Why is the bacterial mRNA degradation machinery membrane associated?

A defining characteristic of living cells is the process in which genetic information encoded on DNA is transcribed into a mobile information carrier (mRNA) which, in turn, guides protein biosynthesis. In order to respond to environmental changes, and to induce developmental processes, cells can regulate their protein production. This process relies on high turnover of mRNA, which enables the control of protein biosynthesis by regulating gene expression. In eukaryotic cells, these processes are spatially separated into different cellular compartments (nucleus and cytoplasm), thus providing protection and control over the potentially deleterious RNA-degradation process. By contrast, bacterial cells are not compartmentalised and other means are required to protect the synthesised mRNA from premature degradation, while still providing high enough mRNA turnover for the gene regulation mechanisms to work.
In bacteria, the main proteins providing high mRNA turnover assemble into a large protein complex termed the RNA degradosome. This protein complex is assembled around conserved endoribonucleases RNase E (Gram-negative bacteria) or RNase Y (Gram-positive bacteria). While these protein are not homologs, they exhibit an astonishing level of convergent evolution with respect to their role as the central scaffold for the degradosome formation, and with respect to the cellular spatial organisation. By using a different mode of membrane attachment (periferal membrane binding and transmembrane domain, respectively), both ribonucleases tether the corresponding mRNA degrading machineries to the cytoplasmic membrane. The biological reason for the conserved membrane association has so far remained elusive. By restricting mRNA degradation to the cell periphery, mRNA synthesised within the mid-cell localised nucleoid needs to diffuse through the ribosome-rich cytoplasm before reaching the membrane-bound RNA degradosome. This spatial separation could, thus, provide the cell with the necessary means to protect mRNA from pre-translational degradation while still allowing high enough turnover required for efficient regulation of protein synthesis.

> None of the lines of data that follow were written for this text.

PR #183, opened 2020-07-18
Use url_name in urls

### LINKED ISSUE #113: Clean up links

Baschdl:
Use the `url_name` from the configuration as `p_type` in the urls etc.

"A" and "B" are still in the dictionaries for programmer's convenience 

Closes #113


Baschdl:
@feeds Can we use instead of https://github.com/match4everyone/match4everything/blob/2341e57c775cfbb773710d3d17d7f753a5403e08/backend/apps/matching/models/participant.py#L63-L66
something where we first filter for 'p_type' and then filter for 'is_approved'? Alternatively, we would have to also name the groups according to the names in the config.

But we would have similar problems for `if not approver.has_perm(`

Baschdl:
@bjrne `isort` is blocking this one like #175 but possibly one other formatting issue

backend/apps/matching/models/participant_info_location.py
```diff
@@ -80,4 +82,9 @@ class ParticipantInfoLocationB(AbstractParticipantInfoLocation):
     )
 
 
-ParticipantInfoLocation = {"A": ParticipantInfoLocationA, "B": ParticipantInfoLocationB}
+ParticipantInfoLocation = {
+    "A": ParticipantInfoLocationA,
+    A.url_name: ParticipantInfoLocationA,
+    "B": ParticipantInfoLocationB,
+    B.url_name: ParticipantInfoLocationA,
```
bjrne: This does not look right, correct me if I'm wrong.
```suggestion
    B.url_name: ParticipantInfoLocationB,
```

backend/apps/matching/management/commands/createfakeusers.py
```diff
@@ -29,30 +31,38 @@ def add_arguments(self, parser):
         )
 
         parser.add_argument(
-            "--add-a", nargs=1, help="Add [N] new students to the poll",
+            "--add-{a}".format(a=A.url_name),
```
bjrne, line 34: Lets use
```suggestion
            "--add-{a}".format(a=A.url_name.lower()),
```

bjrne (dismissed):

backend/apps/matching/management/commands/createfakeusers.py
Baschdl: It's `url_name = name.lower()` in `A.py` and `B.py`

bjrne: Ah, now i get it.

feeds:
- [x] change the urlconverter
- [x] urlencode for url_name

feeds (approved):
I added the changes I wanted to see @Baschdl. If you are fine with this please merge :)
And @bjrne you're requests are addressed

PR #184, opened 2020-07-18
Fix sort import problem

bjrne:
Imports from `match4everyone` and `apps.*` are now grouped in one group. Flake8 likes it, and it makes sense to only have one group of first_party imports.


maltezacharias:
I would like to approve, but I don't understand it, can you elaborate a little:
- what this does 
- when you would need to do what changes? 
- Will this modify the import sort order for the existing project files?

bjrne:
Former line 11 lists the import groups we want to have, former line 10 defined what belonged to the separate  group `match4everyone`, since we defined it, so it didn't know. Flake is smart and gets that both `apps.*` and `match4everyone` are local packages and wants to combine them. So the solution is either to put them separately and modify flake8, or put them together and remove this custom logic in the isort config.

Since we never had the case of importing from both the apps and the match4healthcare directory before, this will not change any existing code :grin: (as you can check by running `pre-commit run -a` on this branch)

maltezacharias (approved):

PR #187, opened 2020-07-19
1 -View and control successful matches

### LINKED ISSUE #188: Allow users to see who they contacted and when and share their email via our plattform

feeds:
Allow participants to view contact requests and reply to them, accessible via the dashboard
image
image
image

Closes #188


bjrne:
Seeing it now stacked in github, I would even say the contact histories can be combined or even shown directly in the dashboard, but I like thhe toplevel navigation with the icons too :)

feeds:
Yes, nice to have, but its a bit annoying to combine them with django, so i'll continue and do the required tasks  @bjrne  ;)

In this PhD project, we will combine cell biology with next generation sequencing techniques to analyse the biological reason for the surprising membrane association of the RNA degradation. To answer this fundamental research question, we will use an unbiased genetic suppressor screen combined with next generation genome sequencing to identify mutations that supress the acute toxicity of the RNA degradosome upon release to the cytoplasm. This approach allows us to gain insight into the poorly understood regulatory mechanism governing the cellular mRNA turnover. We will also analyse the consequences of the cytoplasmic release of the RNA degradosome on the global mRNA pool by RNA-sequencing, thus providing crucial information about the biological benefits of tethering the mRNA degradation machinery to the cell periphery. At last, we will analyse the clustering of the mRNA degradation machinery induced by certain environmental conditions; a recently discovered phenomenon which points towards a so far unrecognised layer of global regulation affecting the cellular mRNA pool.
The proposed research programme combines two powerful but rarely integrated approaches to obtain insight into the fundamental cell function: bioimaging data providing information of the cellular spatial organisation, and RNA-sequencing providing an unprecedented level of insight into the transcriptome. The spatial aspect of cellular biology is currently overlooked in most systems modelling approaches. The proposed project, thus, paves the way to the integration of spatial data with computational models of living cells.